Der Vorteil all dieser Maßnahmen: Elektrifizierung ist effizient. eAutos sind wesentlich effizienter als Verbrenner, Wärempumpen und andere elektrisch betriebene Heizverfahren wesentlich effizienter als solche, die fossile Kraftstoffe verbrennen. Die hohen initialen Investitionskosten rentieren sich schnell, und uns stehen große Produktivitätsgewinne ins Haus, wenn wir entschlossen elektrifizieren. Es gibt also auch ein wirtschaftliches neben dem klimaschützenden Rational für diese Politik. Und falls sich jemand um die demokratische Legitimation sorgt: all diese Klimaziele sind seit 1992 demokratisch verhandelt und in zig Abkommen, Gesetzesvorhaben und nun auch Bundesverfassungsgerichtsurteilen wieder und wieder bestätigt worden.

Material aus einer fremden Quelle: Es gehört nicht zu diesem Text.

PR #6, opened 2016-09-09
Prefer IPv4 stack while running tests to avoid HBase 1.0 startup falures in dual-stack nodes

poornachandra:


sagarkapare:
LGTM 👍

PR #7, opened 2016-09-09
Make TransactionManager Singleton for in-memory and local bindings.

anwar6953:
We don't have leader/follower logic happen in in-memory and local mode, so don't need TransactionManager to be singleton there.

This allows test cases that use the TransactionManager directly in the client to share the same instance.


poornachandra:
LGTM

Wie Stefan Dörner richtig feststellt, wäre es im Übrigen unfair, die Schuld für die unzureichende Klimaschutzpolitik nur bei der FDP abzuladen. Die präsentiert sich zwar offen als Verantwortliche, aber die SPD hat auch keinerlei Interesse an Klimaschutz. Stattdessen nimmt sie eine unrühmliche Rolle ein, indem sie, in den Worten Peter Unfrieds, "Lindner und Wissing instrumentalisiert". Auch die SPD hat schließlich enge Verbindungen zur reichlich subventionierten Kohleindustrie, liebt ihre Gaslieferanten und hat eine enge Beziehung zu niedersächsischen Autobauern, die den Verbindungen der CDU zu denen im Ländle und Bayern in nichts nachsteht.

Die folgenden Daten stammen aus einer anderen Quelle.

PR #9, opened 2016-09-09
Wait for Transaction Service to announce itself to fix flaky tests

poornachandra:


tephra-core/src/test/java/org/apache/tephra/ThriftTransactionSystemTest.java
```diff
@@ -88,10 +89,14 @@ protected void configure() {
     txClient = injector.getInstance(TransactionSystemClient.class);
     try {
       LOG.info("Starting transaction service");
+      storage.startAndWait();
```
anwar6953: why start this here, but not in other test cases (TransactionAdminTest, for instance)?

tephra-examples/pom.xml
```diff
@@ -51,6 +55,53 @@
       <artifactId>tephra-core</artifactId>
       <version>${project.version}</version>
     </dependency>
+    <dependency>
```
anwar6953: why were all the pom changes necessary?

poornachandra: Adding HBase dependencies back to tephra-examples pom for IDE

tephra-core/src/test/java/org/apache/tephra/ThriftTransactionSystemTest.java
poornachandra: It was being stopped without being started, so for consistency I am starting it here. However, start on this object is a no-op.

anwar6953:
lgtm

So entsteht eine Art informeller Deutschland-Koalition aus CDU, SPD und FDP gegen wirksame Klimaschutzmaßnahmen. Es ist eine Koalition des "dagegen", denn es ist nun nicht eben so, als wäre die SPD ein glühender Fan der CO2-Steuer - die, das muss man CDU und FDP ja zugutehalten, wenigstens intellektuell konsistent ist, wenngleich sie in der Praxis als Allheilmittel unrealistisch bleibt. Die SPD hat schlicht überhaupt keine Ideen, und Scholz macht hier seiner Selbstinszenierung als Merkel 2.0 alle Ehre, indem er einfach nur den Status Quo verwaltet und die Probleme wegzuadministrieren versucht. Das wird für ihn genauso wenig funktionieren wie für seine Amtsvorgängerin, aber vermutlich dürfen wir die Scherben dann auch in einem Jahrzehnt auflesen.

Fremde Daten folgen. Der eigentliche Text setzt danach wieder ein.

PR #10, opened 2016-09-10
TEPHRA-179 Transaction service high availability changes

poornachandra:
Restructuring the Transaction Service classes to allow for HA restart while binding Transaction Manager and other classes as singletons


tephra-core/src/main/java/org/apache/tephra/distributed/TransactionService.java
```diff
@@ -42,28 +45,64 @@
 import java.util.concurrent.ExecutionException;
 import java.util.concurrent.TimeUnit;
 import java.util.concurrent.TimeoutException;
+import javax.annotation.Nullable;
 
 /**
  *
  */
-public final class TransactionService extends InMemoryTransactionService {
+public class TransactionService extends AbstractService {
```
chtyim: Add a javadoc about this class to tell what does it do and when it should be used.

tephra-core/src/main/java/org/apache/tephra/distributed/TransactionService.java
```diff
@@ -42,28 +45,64 @@
...
+    // Retrieve the number of threads for the service
+    threads = conf.getInt(TxConstants.Service.CFG_DATA_TX_SERVER_THREADS,
+                          TxConstants.Service.DEFAULT_DATA_TX_SERVER_THREADS);
+    ioThreads = conf.getInt(TxConstants.Service.CFG_DATA_TX_SERVER_IO_THREADS,
+                            TxConstants.Service.DEFAULT_DATA_TX_SERVER_IO_THREADS);
+
+    maxReadBufferBytes = conf.getInt(TxConstants.Service.CFG_DATA_TX_THRIFT_MAX_READ_BUFFER,
+                                     TxConstants.Service.DEFAULT_DATA_TX_THRIFT_MAX_READ_BUFFER);
+
+    LOG.info("Configuring TransactionService" +
```
chtyim: Use the `{}` syntax instead of `+`.

tephra-core/src/main/java/org/apache/tephra/distributed/TransactionService.java
```diff
@@ -153,4 +193,31 @@ protected void internalStop() {
       }
     }
   }
+
+  private void undoRegister() {
```
chtyim: `unregister`?

tephra-core/src/main/java/org/apache/tephra/distributed/TransactionService.java
```diff
@@ -153,4 +193,31 @@ protected void internalStop() {
...
+    if (cancelDiscovery != null) {
+      cancelDiscovery.cancel();
+    }
+  }
+
+  private void doRegister() {
```
chtyim: `register`?

tephra-core/src/main/java/org/apache/tephra/runtime/DefaultTransactionManagerProvider.java
```diff
@@ -0,0 +1,71 @@
...
+  @Inject
+  public DefaultTransactionManagerProvider(Configuration conf, ZKClientService zkClientService) {
+    this.conf = conf;
+    this.zkClientService = zkClientService;
+  }
+
+  @Override
+  public TransactionManager get() {
+    // Create a new injector every time since Guice services cannot be restarted TEPHRA-179
+    Injector injector = Guice.createInjector(
```
chtyim: This is quite hacky in the way that usual provider doesn't create instance with a different injector. If all we need is a new instance, why not new it directly in here?

poornachandra: This will require more decoupling. We'll need to break the class hierarchy into HA Transaction Service, Transaction Service and Transaction Manager. For now I have added some get methods to help testing in PR https://github.com/apache/incubator-tephra/pull/11

poornachandra: Filed JIRA https://issues.apache.org/jira/browse/TEPHRA-182 for follow-up

PR #13, opened 2016-09-21
(Tephra-184) Remove unused constants

zevada:
These constants seem to have never been used. I've searched code going as far back as the initial commit of Tephra the apache repository.


poornachandra:
LGTM, thanks for the contribution!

Der Kulturkrieg ums Auto und die Forderung nach Subventionen für eFuels offenbart daher wie auch neue Fahrradwege auf der Friedrichstraße in Berlin vor allem einmal mehr die Unernsthaftigkeit des Kampfs gegen die Klimakrise. Die Lage ist dramatisch, aber weder Rhetorik noch die ergriffenen Maßnahmen passen da auch nur im Ansatz dazu. Das Aufwachen wird so einmal mehr weiter nach hinten verschoben, was vor allem eines garantiert: dass es umso schmerzhafter wird.